Why Krishiv
An honest comparison with Spark, Flink, DataFusion, and DuckDB — and the trade-offs.
This page is written for someone evaluating whether to adopt Krishiv. It is opinionated but tries to be honest about where Krishiv is not the right choice.
TL;DR
Krishiv is for teams that want batch, streaming, and incremental view maintenance from the same engine and the same APIs, written in Rust, and are willing to accept that some capabilities (distributed executor IVM, end-to-end exactly-once, full Iceberg certification) are still maturing.
If you only need batch SQL, DuckDB is faster and more mature. If you need a battle-tested distributed batch + streaming stack today, Spark + Flink is the safer choice. If you want a Rust SQL engine you can embed but do not need streaming or incremental, DataFusion standalone is leaner.
vs. Apache Spark + Apache Flink
| Dimension | Spark + Flink | Krishiv |
|---|---|---|
| Batch SQL | Spark SQL (mature, very large ecosystem) | DataFusion-backed (mature, smaller ecosystem) |
| Streaming | Flink (mature, certified for exactly-once at scale) | Same runtime as batch (Available for in-process; Preview for end-to-end pipelines) |
| Incremental views | Materialized views in Flink, separate tooling elsewhere | First-class via IncrementalFlow (Experimental) |
| APIs | Java/Scala/Python, multiple disjoint APIs | Rust, Python, SQL — one shared plan |
| Runtime | JVM (Spark), JVM (Flink) | Rust + Tokio (single binary, no JVM) |
| Ecosystem maturity | 10+ years, broad connector coverage | Early — see Maturity |
| Lakehouse formats | Delta Lake, Iceberg, Hudi connectors | Iceberg-first (Preview), Delta/Hudi sources (Preview) |
| Exactly-once | Certified at scale in production deployments | Available for specific certified source/sink/checkpoint combinations only |
Pick Spark + Flink if you need a battle-tested, large-ecosystem system today. Pick Krishiv if you want one engine, one set of APIs, and a Rust-native binary — and you are willing to grow with it.

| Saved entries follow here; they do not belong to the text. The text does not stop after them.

PR #925, opened 2022-04-04
Implement a basic / ugly version for active witnessing

Tyratox:
This PR adds a notification screen to the lao navigation and a reducer where notifications can be stored. Moreover it implements a first type of notification that can be stored there: messages that have to be witnessed.

The implementation looks as follows: notifications have a `type` property that in the case of witness notifications is set to `message-to-witness`. The witness feature registers the WitnessNotification.tsx component with the notification feature and the SingleNotificationScreen.tsx then passes the notification to the component that is registered for the type of notification, i.e. in case of `message-to-witness` to WitnessNotification.tsx.

This screen then shows JSON.stringified version of the message that was received and two buttons: One that just deletes the notification and one that first sends a notification message to the server and then deletes the notification.

The placement of the notification screen is temporary and will be moved as soon as I have time to implement the UI changes discussed in the UX meeting last week. For now it seems as if it is an easy way to test this feature. Also the notification indicator is not very pretty right now.

Also at the moment only `lao#create` is set to active witnessing in

https://github.com/dedis/popstellar/blob/43bc7448690bae7cb51f13f9acab62f76f9ededf/fe1-web/src/features/witness/network/messages/WitnessRegistry.ts#L35-L69

There is a feature toggle in place that prevents the actual network messages from being sent.


Tyratox:
I just realized that the notification reducer should be separate per lao id!

fe1-web/src/features/notification/screens/NotificationScreen.tsx
```diff
@@ -0,0 +1,153 @@
...
+        notificationIds: notifications.map((n) => n.id),
+      }),
+    );
+  };
+
+  return (
+    <ScreenWrapper>
+      <FlatList
+        data={notificationData}
+        keyExtractor={(item) => ('id' in item ? item.id.toString() : item.title)}
```
Xelowak, line 118: Be careful with that. If 2 items happen to have the same id, the application will crash immediately.

fe1-web/src/features/notification/screens/NotificationScreen.tsx
```diff
@@ -0,0 +1,153 @@
...
+                  <Text>{item.title}</Text>
+                </View>
+              </TouchableOpacity>
+            );
+          }
+          // separator
+          return <Text style={Typography.important as TextStyle}>{item.title}</Text>;
+        }}
+      />
+      <Button title="Clear notifications" onPress={onClearNotifications} />
```
Xelowak, line 148: All strings that are displayed in the UI shall be defined in `strings` to allow easier translation.

fe1-web/src/features/notification/screens/SingleNotificationScreen.tsx
```diff
@@ -0,0 +1,55 @@
...
+type NavigationProps = StackScreenProps<NotificationStackParamList, 'Notification'>;
+
+const SingleNotificationScreen = () => {
+  const route = useRoute<NavigationProps['route']>();
+  const navigation = useNavigation<NavigationProps['navigation']>();
+  const { notificationId } = route.params;
+
+  const store = useStore();
+  const laoId = NotificationHooks.useCurrentLaoId();
+  const notification = getNotification(laoId.valueOf(), notificationId, store.getState());
```
Xelowak, line 22: I find it weird to have to pass the redux storage to this function. As I commented earlier, it might be better to treat it as a selector instead.

fe1-web/src/features/witness/components/WitnessNotification.tsx
```diff
@@ -0,0 +1,106 @@
...
+
+const propTypes = {
+  notification: PropTypes.shape({
+    // WitnessFeature.MessageToWitnessNotification
+    id: PropTypes.number.isRequired,
+    timestamp: PropTypes.number.isRequired,
+    title: PropTypes.string.isRequired,
+    type: PropTypes.string.isRequired,
+    messageId: PropTypes.string.isRequired,
+  }).isRequired,
```
Xelowak, line 74: Couldn't it be treated as an object instance? I mean, if an object contains all those fields, you can just write `Prototypes.instanceOf(Object)`.
EDIT: It seems to match the `Notification` interface.

fe1-web/src/features/witness/components/__tests__/WitnessNotification.test.tsx
```diff
@@ -0,0 +1,91 @@
...
+  WitnessFeature,
+  WITNESS_FEATURE_IDENTIFIER,
+} from 'features/witness/interface';
+import { addMessageToWitness, witnessReducer } from 'features/witness/reducer';
+
+import WitnessNotification from '../WitnessNotification';
+
+const mockMessageId = 'some message id';
+
+// otherwise .formData won't work
```
Xelowak, line 35: Small typo.
```suggestion
// otherwise .fromData won't work
```

fe1-web/src/features/witness/interface/Configuration.ts
```diff
@@ -21,27 +25,68 @@ export interface WitnessConfiguration {
...
+  discardNotifications: (args: { laoId: string; notificationIds: number[] }) => AnyAction;
 }
 
 /**
  * The type of the context that is provided to react witness components
  */
-export type WintessReactContext = Pick<WitnessConfiguration, 'useCurrentLao'>;
+export type WintessReactContext = Pick<
+  WitnessConfiguration,
+  | 'enabled'
```
Xelowak, line 64:
```suggestion
  'enabled'
```
Or does it work the way you wrote it?

fe1-web/src/features/witness/reducer/__tests__/WitnessReducer.test.ts
```diff
@@ -0,0 +1,203 @@
...
+      const newState = witnessReduce(
+        { allIds: [], byId: {} },
+        addMessageToWitness(extendedMessage),
+      );
+
+      expect(newState.allIds).toEqual([message.message_id.valueOf()]);
+      expect(newState.byId).toHaveProperty(message.message_id.valueOf(), extendedMessage);
+    });
+
+    it("doesn't add a messages a second time to the store", () => {
```
Xelowak, line 54:
```suggestion
    it("doesn't add a message a second time to the store", () => {
```

Xelowak (commented):
That's a big PR, good job! I made a bunch of comments for you, but it's pretty nice already.

Even if you're not satisfied by your current UI, it could be nice to add some screenshots to your PR description. This way, we can see how it looks from a user point of view without having to run your code locally.

I saw that you added 2 new typography types that are centered, and it seems that the 2 old ones (`base` and `important`) have been replaced in a lot of places. Are these still relevant or could they be deleted?

Thanks for all the tests, it's really appreciated!

Tyratox:
@Xelowak Regarding the styles: The `base` and `important` styles were centered which were confusing and thus I renamed them to `baseCentered` and `importantCentered`.

For the notification screen I now wanted the text to be left-aligned and thus there is a "new" `base` style with the text being left-aligned. As soon as I have time I would like to work on the UI a bit and make this a bit more uniform :)

fe1-web/src/features/notification/reducer/NotificationReducer.ts
```diff
@@ -0,0 +1,201 @@
...
+        };
+      }
+
+      const notification: NotificationState = {
+        ...action.payload,
+        id: laoState.nextId,
+        hasBeenRead: false,
+      };
+
+      laoState.nextId += 1;
```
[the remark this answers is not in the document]
pierluca: You do highlight a very important problem, which I believe doesn't affect us because... JavaScript !

JavaScript is not strictly concurrent, it's runtime model is based on an event loop.
Cf. https://developer.mozilla.org/en-US/docs/Web/JavaScript/EventLoop
Furthermore, reducers are basically called synchronously. 
Effectively, this means that there's only ever going to be one `addNotification` being executed.

fe1-web/src/features/notification/screens/NotificationScreen.tsx
```diff
@@ -0,0 +1,149 @@
...
+const NotificationScreen = () => {
+  const navigation = useNavigation<NavigationProps['navigation']>();
+
+  const laoId = NotificationHooks.useCurrentLaoId();
+  const selectAllNotifications = useMemo(
+    () => makeAllNotificationsSelector(laoId.valueOf()),
+    [laoId],
+  );
+  const notifications = useSelector(selectAllNotifications);
+  const notificationData = useMemo(() => {
```
pierluca, line 60: if possible, I'd try to extract a function out of this (and out of the component), as it seems very much independent of everything except for the `notifications` input.
It'd also clarify the goal of the code, as having `notificationData = useMemo(() => {....` doesn't tell me anything about what you're trying to achieve here.

fe1-web/src/features/witness/components/WitnessNotification.tsx
```diff
@@ -0,0 +1,106 @@
...
+export default WitnessNotification;
+
+export const WitnessNotificationType = {
+  /**
+   * Checks whether the given notification is a witness notification
+   * @param notification The notification whose type should be checked
+   * @returns True if the notification is a witness notification, false otherwise
+   */
+  isOfType: (notification: WitnessFeature.Notification) =>
+    'type' in notification && notification.type === MESSAGE_TO_WITNESS_NOTIFICATION_TYPE,
```
pierluca, line 90: I believe you might be able to define this lambda as a TypeScript [type predicate](https://www.typescriptlang.org/docs/handbook/2/narrowing.html#using-type-predicates) for extra clarity as to its behavior and intended use, which will then allow you to take any `notification` as parameter.

fe1-web/src/core/components/ScreenWrapper.tsx
```diff
@@ -0,0 +1,24 @@
...
+import { StyleSheet, ViewStyle } from 'react-native';
+import { ScrollView } from 'react-native-gesture-handler';
+
+const styles = StyleSheet.create({
+  view: {
+    padding: 16,
+  } as ViewStyle,
+});
+
+const ScreenWrapper = ({ children }: IPropTypes) => (
```
pierluca, line 12: some documentation would be nice here (and elsewhere) 😉

fe1-web/src/features/lao/navigation/LaoNavigation.tsx
```diff
@@ -37,47 +35,20 @@ const styles = StyleSheet.create({
...
-  const publicKeyRaw = getKeyPairState(store.getState()).keyPair?.publicKey;
-  const publicKey = publicKeyRaw ? new PublicKey(publicKeyRaw) : undefined;
-
-  const isOrganizer = !!(lao && publicKey && publicKey.equals(lao.organizer));
-  const isWitness = !!(lao && publicKey && lao.witnesses.some((w) => publicKey.equals(w)));
-
-  const tabName: string = getLaoTabName(isOrganizer, isWitness);
-  const laoName: string = lao ? lao.name : STRINGS.unused;
+  const isOrganizer = useSelector(selectIsLaoOrganizer);
+  const isWitness = useSelector(selectIsLaoWitness);
```
pierluca, line 42: so much nicer 😍

fe1-web/src/features/notification/navigation/NotificationNavigation.tsx
```diff
@@ -0,0 +1,33 @@
...
+  return (
+    <NotificationStackNavigator.Navigator
+      initialRouteName={STRINGS.notification_navigation_tab_notifications}>
+      <NotificationStackNavigator.Screen
+        name={STRINGS.notification_navigation_tab_notifications}
+        component={NotificationScreen}
+        options={{
+          title: STRINGS.notification_navigation_tab_notifications_title,
+          // show not back button for this screen
+          headerLeft: () => null,
```
pierluca, line 22: I'm not sure I understand this.

fe1-web/src/features/witness/components/WitnessNotification.tsx
```diff
@@ -0,0 +1,106 @@
...
+
+  // if the notification state somehow gets out of sync, remove the corresponding notification
+  useEffect(() => {
+    if (!message) {
+      dispatch(
+        discardNotifications({ laoId: laoId.valueOf(), notificationIds: [notification.id] }),
+      );
+      navigateToNotificationScreen();
+    }
+  }, [laoId, navigateToNotificationScreen, discardNotifications, notification.id, message]);
```
pierluca, line 54: logically, I'd expect this to appear before the `onWitness`/ `onDecline` definitions.
Also, is this just a safeguard ? When is the "somehow gets out of sync" expected ?
If it's just added for robustness, I'd log debugging information to make sure that we know and understand what happens (and we aren't just redirected to some other page).

fe1-web/src/features/notification/reducer/NotificationReducer.ts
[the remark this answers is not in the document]
Tyratox: Ah and the event loop ["runs to completion"](https://developer.mozilla.org/en-US/docs/Web/JavaScript/EventLoop#run-to-completion). Thank you for the pointer it is good to have a reference for this! 😄

fe1-web/src/__tests__/utils/TestUtils.ts
```diff
@@ -72,3 +73,14 @@ export const mockJsonRequest: Partial<JsonRpcRequest> = {
...
+export function wrapWithClearMockStorageReducer(reducers: Reducer): Reducer {
+  return (state: any, action: AnyAction) => {
+    let newState = state;
+
+    if (action.type === 'CLEAR_STORAGE') {
+      newState = undefined;
+    }
+    return reducers(newState, action);
+  };
+}
```
Xelowak, line 86: To be honest, once I saw this I realized that I might have been wrong when asking you to declare the store before the tests (right after the `describe`). I think it was cleaner and more readable to create a new one for each test (it was in `LaoProperties.test.ts`). Wrapping it as you did is fine, but it seems more complicated to me.

fe1-web/src/features/notification/reducer/NotificationReducer.ts
```diff
@@ -0,0 +1,201 @@
...
+  /* the id of the lao this notification is associated with */
+  laoId: string;
+  /* whether the notification has been read. is automatically assigned */
+  hasBeenRead: boolean;
+  /* the time associated with the notification */
+  timestamp: number;
+  /* the title that is shown in the notification */
+  title: string;
+  /* this field can be used to differentiate various types of notifications */
+  type: string;
```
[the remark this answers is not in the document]
Xelowak: Maybe it could be cast to a string-valued enum in each feature if needed.

fe1-web/src/features/notification/reducer/NotificationReducer.ts
```diff
@@ -0,0 +1,201 @@
...
+}
+
+export const NOTIFICATION_REDUCER_PATH = 'notifications';
+
+export interface NotificationReducerState {
+  byLaoId: {
+    [laoId: string]: { byId: Record<number, NotificationState>; allIds: number[]; nextId: number };
+  };
+}
```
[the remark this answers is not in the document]
Xelowak: Yes, it seems like a good idea, but the problem might be that you need to copy data from one to the other when a notification is read. Another method could be to maintain a counter of unread notifications, if you know that you won't need to retrieve notifications by their type (read/unread).

fe1-web/src/features/notification/screens/NotificationScreen.tsx
Xelowak: Yeah that's what I was trying to point out, thanks @pierluca . The id is fine, but the title could be the same if the id happens to be undefined.

fe1-web/src/features/witness/interface/Configuration.ts
Xelowak: Okay, I find it weird but why not 😅

Xelowak (commented):
Thanks for the changes!
I added some minor comments, and I agree with what Pierluca pointed out.

fe1-web/src/__tests__/utils/TestUtils.ts
Tyratox: Yes I agree that it is simpler to create a new one for each test :) Should I leave `wrapWithClearMockStorageReducer` in the codebase or remove it again?

fe1-web/src/features/witness/reducer/WitnessReducer.ts
```diff
@@ -0,0 +1,109 @@
...
+import { createSelector, createSlice, Draft, PayloadAction } from '@reduxjs/toolkit';
+
+import { ExtendedMessage, ExtendedMessageState } from 'core/network/ingestion/ExtendedMessage';
+
+export const WITNESS_REDUCER_PATH = 'witness';
+
+export interface MessagesToWitnessReducerState {
+  byId: Record<string, ExtendedMessageState>;
+  allIds: string[];
+}
```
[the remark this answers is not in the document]
Tyratox: Okay :) Just wasn't sure how independent the feature can be but I guess it should be fine to rely on everything in the core

fe1-web/src/features/notification/reducer/NotificationReducer.ts
```diff
@@ -0,0 +1,217 @@
...
+          // this message was never stored?
+          return;
+        }
+
+        delete state.byLaoId[laoId].byId[notificationId];
+        // remove the id from allIds
+        state.byLaoId[laoId].allIds.splice(
+          state.byLaoId[laoId].allIds.findIndex((id) => id === notificationId),
+          1,
+        );
```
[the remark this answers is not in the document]
Tyratox: Thank you for the link :)

fe1-web/src/features/notification/navigation/NotificationNavigation.tsx
Tyratox: I want to prevent this arrow from showing.
Screenshot 2022-05-03 at 08 35 49

I now updated the comment to
```
// show no back button for this screen in the top navigation bar
// the back button should only be used from notification detail/single views
// to get back to this screen but not to go from this screen "back" to anywhere
```

Is this clearer?

fe1-web/src/features/notification/reducer/NotificationReducer.ts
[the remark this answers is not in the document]
Tyratox: True, that should work! String-valued enums are a subset of string :)

fe1-web/src/features/notification/reducer/NotificationReducer.ts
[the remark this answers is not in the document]
Tyratox: Actually I need to have them separated, right now I just check their field to separate them but if the store already has them in this format, that would no longer be needed :)

fe1-web/src/features/notification/reducer/NotificationReducer.ts
```diff
@@ -0,0 +1,201 @@
...
+
+/**
+ * Retrives a single notification state by id
+ * NOTE: This function does not memoize since there is no computation taking place
+ * @param laoId The id of the lao
+ * @param notificationId The id of the notification to retrieve
+ * @param state The redux state
+ * @returns A single notificatio n state
+ */
+export const getNotification = (laoId: string, notificationId: number, state: unknown) => {
```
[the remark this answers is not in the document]
Tyratox: Okay that makes much more sense! I was very confused about this statement in the documentation, especially the word `incorrect` which made it sound as if something is going to break for some reason 😂
From your explanation I would have expected `inefficient` / `does not need memoization` or something but oh well :)

fe1-web/src/features/notification/screens/NotificationScreen.tsx
Tyratox: I hope it is clearer now? 😅

fe1-web/src/features/notification/screens/NotificationScreen.tsx
Tyratox: I added comments and a check at the end of the `useMemo` that checks for uniqueness and throws an error otherwise. Do you think this suffices or did you have anything else in mind? I think this is easier than adding a complex mechanism for generating unique identifiers for the headings?

fe1-web/src/features/notification/screens/NotificationScreen.tsx
```diff
@@ -0,0 +1,149 @@
...
+    );
+  };
+
+  return (
+    <ScreenWrapper>
+      <FlatList
+        data={notificationData}
+        keyExtractor={(item) => ('id' in item ? item.id.toString() : item.title)}
+        renderItem={({ item }) => {
+          if ('id' in item) {
```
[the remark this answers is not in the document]
Tyratox: Ah yes of course but I just used this check to differentiate between headings (that never have an `id`) and notifications (that always have one) :) Since they are not classes, I could not use `instanceof`

fe1-web/src/features/notification/screens/NotificationScreen.tsx
```diff
@@ -0,0 +1,149 @@
...
+                  }>
+                  <Text>{item.title}</Text>
+                </View>
+              </TouchableOpacity>
+            );
+          }
+          // separator
+          return <Text style={Typography.important as TextStyle}>{item.title}</Text>;
+        }}
+      />
```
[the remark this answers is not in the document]
Tyratox: Sounds like an good idea :)

fe1-web/src/features/notification/screens/SingleNotificationScreen.tsx
Tyratox: That is true and I fully agree that `useSelector` is more appropriate but since I thought we cannot use `createSelector` if no computation takes place, this was the only option left 😅

fe1-web/src/features/witness/components/WitnessNotification.tsx
Tyratox: Ah yes for sure, that is horrible! I am just not sure whether it is a good idea to add a class just for the sake of being able to validate it here using PropTypes 🤔 But maybe it is actually worth it, what do you think? Maybe there will be some other use for this class at a later point in time 😂

fe1-web/src/features/witness/network/WitnessStoreWatcher.ts
```diff
@@ -16,21 +24,60 @@ import { requestWitnessMessage } from './WitnessMessageApi';
...
+
+    const storedMessage = getMessageToWitness(msg.message_id.valueOf(), getStore().getState());
+    if (storedMessage) {
+      // this message is already stored in the witness reducer
+      // and hence does not have to be stored a second time
+      return;
+    }
+
     const type = getWitnessRegistryEntryType(msg.messageData);
+    const lao = getCurrentLao();
```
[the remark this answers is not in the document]
Tyratox: Oh yes of course, not sure why I did this

fe1-web/src/features/witness/components/WitnessNotification.tsx
Tyratox: Makes sense!

Yes it is just as a safeguard :) I will add debugging information!

fe1-web/src/features/witness/network/WitnessStoreWatcher.ts
```diff
@@ -16,21 +24,60 @@ import { requestWitnessMessage } from './WitnessMessageApi';
...
 
     if (type) {
-      // we have a witnessing entry for this message type
+      // we have a wintessing entry for this message type
```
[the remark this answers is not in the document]
Tyratox: 🙈🙈 According to the search it was the last one 😂🥳

fe1-web/src/features/witness/network/WitnessStoreWatcher.ts
```diff
@@ -16,21 +24,60 @@ import { requestWitnessMessage } from './WitnessMessageApi';
...
+
       switch (type) {
         case WitnessingType.PASSIVE:
-          if (enabled) {
-            requestWitnessMessage(msg.channel, msg.message_id);
+          if (!enabled) {
+            return;
           }
+
+          requestWitnessMessage(msg.channel, msg.message_id);
```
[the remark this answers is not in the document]
Tyratox: Hmmm interesting yes! I mean probably we would then add the ability to send messages to different LAOs (as a parameter to `requestWitnessMessage`) but I agree that this check would be good for the moment :)

And yes, I should definitely add a catch for `requestWitnessMessage`!

fe1-web/src/features/witness/components/WitnessNotification.tsx
Tyratox: Oh I did not know about this, thank you! 😁

fe1-web/src/resources/strings.ts
```diff
@@ -1,239 +1,260 @@
-const STRINGS = {
+/* eslint-disable @typescript-eslint/naming-convention */
```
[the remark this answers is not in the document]
Tyratox: Yes.. I will google for that :)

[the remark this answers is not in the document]
Tyratox: I only found a way to completely exclude the file.. Should we change all variable names or should I set them to wontfix on sonarcloud?

fe1-web/src/__tests__/utils/TestUtils.ts
Xelowak: As you wish, but I guess it won't be used anywhere else for now, so you can delete it.

fe1-web/src/features/witness/components/WitnessNotification.tsx
```diff
@@ -0,0 +1,120 @@
...
+import { WitnessHooks } from '../hooks';
+import { WitnessFeature } from '../interface';
+import { requestWitnessMessage } from '../network/WitnessMessageApi';
+import { removeMessageToWitness } from '../reducer';
+
+const WitnessNotification = ({ notification, navigateToNotificationScreen }: IPropTypes) => {
+  const messageSelector = useMemo(
+    () => makeMessageSelector(notification.messageId),
+    [notification.messageId],
+  );
```
Xelowak, line 19: Same remark as others.

fe1-web/src/features/witness/components/WitnessNotification.tsx
Xelowak: Another way of handling this could be to add this `PropTypes.shape` in [this file](https://github.com/dedis/popstellar/blob/master/fe1-web/src/resources/Props.ts). The problem is that it would again need to be updated when the notification implementation changes (as Pierluca said), but this time we're sure that it will be updated only once.
Perhaps a class could be worth it to ensure this validation, yes.

fe1-web/src/features/witness/components/WitnessNotification.tsx
```diff
@@ -0,0 +1,120 @@
...
+    }
+  };
+
+  return (
+    <View>
+      <Text>{JSON.stringify(notification)}</Text>
+      <Text>{JSON.stringify(message)}</Text>
+      <Button title="Witness Message" onPress={onWitness} />
+      <Button title="Decline Message" onPress={onDecline} />
+    </View>
```
Xelowak, line 73: Is it temporary? I'm not sure that a user which sees a JSON would understand it directly.

fe1-web/src/features/witness/network/WitnessStoreWatcher.ts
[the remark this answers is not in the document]
Xelowak: Is it resolved? It seems the lao selector is still in here.

Xelowak (commented):
Nice job! Thanks a lot for the changes. I made a couple of comments, but those are minor and I believe we'll soon be able to merge this big PR!

fe1-web/src/features/notification/screens/NotificationScreen.tsx
```diff
@@ -0,0 +1,186 @@
...
+const NotificationScreen = () => {
+  const laoId = NotificationHooks.useCurrentLaoId();
+  const selectUnreadNotifications = useMemo(
+    () => makeUnreadNotificationsSelector(laoId.valueOf()),
+    [laoId],
+  );
+  const selectReadNotifications = useMemo(
+    () => makeReadNotificationsSelector(laoId.valueOf()),
+    [laoId],
+  );
```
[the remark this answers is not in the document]
Tyratox: True but `makeReadNotificationsSelector` is not a selector itself, it is a function that returns a selector 😅 And if I understood correctly, the same selector reference should be used for memoization to work, i.e.

`useSelector(makeReadNotificationsSelector(laoId.valueOf()))` would not work because the selector is a new one every time.

https://redux.js.org/usage/deriving-data-selectors#creating-unique-selector-instances

fe1-web/src/features/notification/screens/SingleNotificationScreen.tsx
```diff
@@ -0,0 +1,62 @@
...
+          notification={notification}
+          navigateToNotificationScreen={() => navigation.goBack()}
+        />
+      ) : (
+        <Text>
+          <Text>
+            No notification type component has been provided to render the following notification:
+          </Text>
+          <Text>{JSON.stringify(notification)}</Text>
+        </Text>
```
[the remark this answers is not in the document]
Tyratox: That is true! But just crashing the application is not a good solution either, right? So maybe just show the notification type and tell the user to report this as a bug?

fe1-web/src/features/witness/components/WitnessNotification.tsx
Tyratox: Yes this is temporary. (One of the reason for say `ugly` version) 😅
I am not sure yet what information should be displayed (since it also depends on the message) and what the best way of doing so is :) I thought I'd be better to improve this in a separate PR?

fe1-web/src/features/witness/network/WitnessStoreWatcher.ts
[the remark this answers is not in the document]
Tyratox: It is still here but there is a check right below whether the lao corresponding to the message matches the currently connected to lao. For messages that are witnessed passively, we currently would not have a way of saying "send this message on some connection to the lao with this id".

fe1-web/src/features/witness/components/WitnessNotification.tsx
Tyratox: At the moment I am not sure whether a class is a good idea 🤔 I mean it would work but it I think it would require passing the constructor of a class:

The `WitnessNotification.tsx` component is passed to the notification feature and it is used of a given notification is of type `WitnessNotification`. We could define a class for `WitnessNotification` that extends some `BasicNotification` class defined in the `notification` feature so that the witness feature knows the exact type and the notification feature still has some idea of the datatypes it is operating on.

But then in order to extend `BasicNotification` in the `witness` feature we would have to pass this via dependency injection to the witness feature. This should work but I am not 100% how intuitive it is. Do you see a better solution or do you think this is intuitive?

fe1-web/src/features/notification/hooks/__tests__/NotificationHooks.test.tsx
```diff
@@ -0,0 +1,46 @@
...
+  (store: Store) =>
+  ({ children }: { children: React.ReactChildren }) =>
+    (
+      <Provider store={store}>
+        <FeatureContext.Provider value={contextValue}>{children}</FeatureContext.Provider>
+      </Provider>
+    );
+
+describe('NotificationHooks', () => {
+  describe('NotificationHooks.useNotificationTypes', () => {
```
Xelowak, line 38:
```suggestion
  describe('useNotificationTypes', () => {
```
It will already be printed by the describe on the previous line.

Xelowak (dismissed):
LGTM! I left tiny comments but you can safely ignore them and merge if you want to.

fe1-web/src/features/notification/screens/SingleNotificationScreen.tsx
```diff
@@ -0,0 +1,61 @@
...
+        <Component
+          notification={notification}
+          navigateToNotificationScreen={() => navigation.goBack()}
+        />
+      ) : (
+        <Text>
+          <Text>
+            Unkown notification type &apos{notification?.type}&apos. Please report this as a bug.
+          </Text>
+        </Text>
```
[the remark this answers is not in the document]
Tyratox: Hahaha oh no! How could did this happen 😂

Tyratox:
@Xelowak I updated the PR once more with the mentioned changes :) But unfortunately it now requires re-approval 😅

Xelowak (approved):
Re-approving!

vs. Apache DataFusion (standalone)
DataFusion is the SQL engine inside Krishiv. Krishiv adds:
- A distributed scheduler and executor (DataFusion is a single-process library).
- A streaming runtime with event-time windows, watermarks, and barriers.
- Stateful operators with RocksDB-backed keyed state and checkpointing.
- Connectors for Kafka, Iceberg, S3/ADLS/GCS, vector stores.
- An incremental view-maintenance runtime (
IncrementalFlow). - A Python binding and a CLI.
Pick DataFusion if you want to embed a SQL engine in a Rust application and you do not need distributed execution, streaming, or IVM. Pick Krishiv if you want all of the above and are willing to accept a larger API surface and a less mature codebase.
vs. DuckDB
DuckDB is an excellent single-node analytical SQL engine with mature Parquet, CSV, and JSON support. It is faster than Krishiv for many pure batch workloads on a single host.
Pick DuckDB for single-node analytical SQL when you do not need streaming, IVM, or distributed execution. Pick Krishiv if you need streaming, IVM, or a distributed runtime, or if you want the same APIs from Python, Rust, and SQL.
Honest trade-offs
| You give up | You gain |
|---|---|
| Maturity of Spark/Flink in production at scale | One engine, one API surface, one binary |
| DuckDB's single-node analytical performance | Streaming + IVM in the same runtime |
| DataFusion's library-only footprint | Distributed scheduler, connectors, Python bindings |
| JVM tooling and ecosystem | Rust-native: smaller binary, predictable performance, no JVM tuning |
Before you commit
Read the Feature Maturity page. Anything marked Preview or Planned is not production-ready today. The recipes show what works end-to-end with current status labels.